现在的德保县城口音,严格来说已经分为了“老派”和“新派”两种口语习惯,所谓老派就是比较纯正的县城僚语,一般来说年纪越长,操老派发音的趋向性就越高,而新派的发音,大概就是从我们这一代人(70年代出生的)开始出现的,新派的发音主要特征是音系简化,这些简化主要出现在元音上,而且不同年龄阶段的年轻人简化的程度不同,如圆唇音的 ii [у](即类似于汉语拼音的 ü)普遍并入 i (如“舔”liz和“船”liiz都发一样的音liz),ey [ фy ]普遍并入 ei (如“是”zeyh和“字”zeih都发一样的音zeih),iing [y η] 并入 ing 等(如“酱”ziing 和“正(月)”zing都发成zing),更有甚者将辅音 r 全并入 l 的(如“我们”rauz和“滑”lauz都发为lauz)。另外“新派”还“发明”或者“借来”了许多新的市井哩语,如:suij(钱)、gauz(百)、bid(千)、fueng(万)、ha(钱)、slyongh(好)、sajzi'tauz(显示、炫耀)、yauzzidek(人力三轮车)、slammaxzayj(摩托三轮车)、maklet(手头紧)、ndusndisndos / ndusndos (对不会说本地僚语的外来人士的虞称)等。
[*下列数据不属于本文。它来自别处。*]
PR #963, opened 2023-09-25
Add support for MacOS & M1/M2

krenzland:
Requires https://github.com/TUM-I5/ASYNC/pull/1 before merging.

Most ifdefs are in Checkpointing (which gets a rewrite quite soon). Other than that, some changes needed to be done in the pinning part.

Can also be used as a template for other non POSIX system. Technically, it doesn't add anything Mac specific, it just removed non-POSIX features. (However, there's

### DIFF
--- a/cmake/cpu_arch_flags.cmake
+++ b/cmake/cpu_arch_flags.cmake
@@ -22,7 +22,7 @@ function(get_arch_flags architecture compiler)
 
     # Knights Corner (Xeon Phi)
     elseif ("${HOST_ARCH}" STREQUAL "knc")
-        set(HAS_REDZONE ON PARENT_SCOPE)    
+        set(HAS_REDZONE ON PARENT_SCOPE)
         set(CPU_ARCH_FLAGS "-mmic" "-fma" PARENT_SCOPE)
     
     # Knight Landing (Xeon Phi)
@@ -101,8 +101,16 @@ function(get_arch_flags architecture compiler)
         set(CPU_ARCH_FLAGS "" PARENT_SCOPE)
     elseif ("${HOST_ARCH}" STREQUAL "sve2048")
         set(CPU_ARCH_FLAGS "" PARENT_SCOPE)
+
     elseif ("${HOST_ARCH}" STREQUAL "apple-m1")
-        set(CPU_ARCH_FLAGS "-mcpu=apple-m1" PARENT_SCOPE)
+        if (compiler MATCHES "GNU")
+            set(CPU_ARCH_FLAGS "-march=armv8.4-a -mtune=generic" PARENT_SCOPE)
+        endif()
+
+    elseif ("${HOST_ARCH}" STREQUAL "apple-m2")
+        if (compiler MATCHES "GNU")
+            set(CPU_ARCH_FLAGS "-march=armv8.5-a" "-mtune=generic" PARENT_SCOPE)
+        endif()
     endif()
 
     if (compiler MATCHES "NVHPC|PGI")
--- a/cmake/process_users_input.cmake
+++ b/cmake/process_users_input.cmake
@@ -33,10 +33,10 @@ set_property(CACHE EQUATIONS PROPERTY STRINGS ${EQUATIONS_OPTIONS})
 
 
 set(HOST_ARCH "hsw" CACHE STRING "Type of host architecture")
-set(HOST_ARCH_OPTIONS noarch wsm snb hsw knc knl skx naples rome milan bergamo thunderx2t99 power9 a64fx neon sve128 sve256 sve512 sve1024 sve2048 apple-m1)
+set(HOST_ARCH_OPTIONS noarch wsm snb hsw knc knl skx naples rome milan bergamo thunderx2t99 power9 a64fx neon sve128 sve256 sve512 sve1024 sve2048 apple-m1 apple-m2)
 # size of a vector registers in bytes for a given architecture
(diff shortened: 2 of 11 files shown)


davschneller:
Effectively depends on #962 due to #960 .

krenzland:
Not really, the bug in #960 isn't new.

davschneller:
In what sense? Where has it already occurred?

krenzland:
Well, it's a compiler warning. I'm not even sure it's actually broken in practice :D

davschneller:
I'd guess it's the mismatch between tensor size of `QEtaModal` and `NUMBER_OF_ALIGNED_BASIS_FUNCTIONS`, in this case caused by the difference in alignment between Yateto (where it's 16 B) and SeisSol proper (128 B). While `QEtaModal` has 56 entries at 8 B each, we get to 448 B which will give a different result whether it's rounded up against 16 B (nothing happens) or 128 B (we get 512 B). It may not have appeared so far, since we've mostly had Yateto alignment == SeisSol alignment.

...

Now I'm wondering... Did these warnings also occur for A64FX on double precision? (there, we should have the same problem as well)

krenzland:
I honestly haven't checked. I didn't run anything involving plasticity on A64FX. I'll fix it in this PR.

krenzland:
Should be fixed now, if it isn't, the CI should catch it, right? (Assuming that we have a plasticity test?)

krenzland:
Not really, but I've used a more modern GCC. The warnings definitely come from the difference in alignments of the tensors.

cmake/process_users_input.cmake
```diff
@@ -139,23 +139,6 @@ else()
 endif()
 message(STATUS "GEMM TOOLS are: ${GEMM_TOOLS_LIST}")
 
-
-if (DEVICE_ARCH MATCHES "sm_*")
```
davschneller, line 143: Has been incorrectly removed (until line 158)?

src/Parallel/Pin.cpp
```diff
@@ -164,26 +178,37 @@ cpu_set_t seissol::parallel::Pinning::getFreeCPUsMask() const {
...
+#endif // __APPLE__
 }
 
-bool seissol::parallel::Pinning::freeCPUsMaskEmpty(cpu_set_t const& set) {
-  return CPU_COUNT(&set) == 0;
+bool Pinning::freeCPUsMaskEmpty(const CpuMask& mask) {
+#ifndef __APPLE__
+  return CPU_COUNT(&(mask.set)) == 0;
+#else
+  return false;
```
davschneller, line 198: For the commthread? Wouldn't `true` make here more sense otherwise?

davschneller (commented):
One thing vanished during some merge (?), rest looks good. Although subclassing the pinning would have been even cleaner IMO

cmake/cpu_arch_flags.cmake
```diff
@@ -63,8 +63,20 @@ function(get_arch_flags architecture compiler)
 
     elseif ("${HOST_ARCH}" STREQUAL "a64fx")
         set(HAS_REDZONE OFF PARENT_SCOPE)
-	set(CPU_ARCH_FLAGS "-mcpu=a64fx" PARENT_SCOPE)
-     endif()
+        set(CPU_ARCH_FLAGS "-mcpu=a64fx" PARENT_SCOPE)
+
+    elseif ("${HOST_ARCH}" STREQUAL "apple-m1")
+        set(HAS_REDZONE OFF PARENT_SCOPE)
+        if (compiler MATCHES "GNU")
```
davschneller, line 70: What about non-GNU?

krenzland: Haven't checked yet ;)
The only real alternative is clang but for that OpenMP becomes rather painful because Apple doesn't include the runtime lib per default...

davschneller: According to godbolt, they may also have the `-mcpu=apple-m1` or `-mcpu=apple-m2` flags the last time I checked (cf. also #962)

krenzland: Clang has, but I have no way of testing it without changing how OpenMP is linked - definitely not worth the effort for now
GCC doesn't have these flags.

src/Monitoring/LoopStatistics.cpp
```diff
@@ -197,6 +197,14 @@ template <> struct type2nc<int32_t> {
 template <> struct type2nc<uint32_t> {
     static constexpr auto type = NC_UINT;
 };
+
+// Long int is guaranteed to be of size 64 on Unix/Linux:
+// https://en.cppreference.com/w/cpp/language/types
+// This specialization is required on some architectures as it is later used for the type of
+// timespec::tv_sec, which is not fixed in the C++ standard.
+template <> struct type2nc<long int> {
```
davschneller, line 205: However, if `std::is_same_v<long int, int64_t>` holds, we got a re-definition. Since `int64_t` is merely a type redefinition. For some suggestions, we could either

* `#ifdef __APPLE__` that one.
* choose the type generically based on type traits and size (`std::numeric_limits` etc may help as well)
* if NetCDF has a HDF5-like `H5T_NATIVE_LONG`, then that would be also a way to go: do it for `int`, `long`, `long long` and you should be good.

krenzland: Huh, that's actually a good point. The CI catched it anyway. I'll look for a nice solution :)

davschneller (approved):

当然大部分人说县城口音的时候大都游离于老派和新派之间,那些操着纯正老派发音的中年、老年人偶尔也会说起新派人士发明的词汇的,而年轻人随着年龄的增长也有逐渐向老派发音“回归”的,没有严格的区分。因为老派发音较好地保留了德靖土语的原貌,比新派发音更具典型性,所以我的德保僚文方案是以老派为标准的。
现在德保县城比我小时候扩大了很多,各个乡镇和村屯进入县城工作生活的人口也超过了县城的老居民人口,但是县城里的几条老街(中兴街、东安街、南隆街、莲城街、清水街等)是德保县城口音的发祥地和根据地,这些街道的老居民还顽强地保留着口音优越感,也强烈地影响了非老居民的后代也成为了县城口音的使用者,比如说我就是其中一例。甚至那些解放后到德保县城工作的“南下干部”的后代们,也都成为了县城口音的使用者,即使他们的父母双方通常都是外省人。有趣的是居然还有人拥有对县城口音的敏锐洞察力,可以通过口语习惯来辨认是哪条街道的口音,比如说今年春节回家,有个新认识的朋友听了我说话后居然一口咬定说我是中兴街的人(因为我正好是那条街的商业大院里长大的,我的县城口音想必也是这条街的口音吧),他说原因是我说话语速有些过快,是典型的中兴街口音特征,真是令我不得不佩服,呵呵。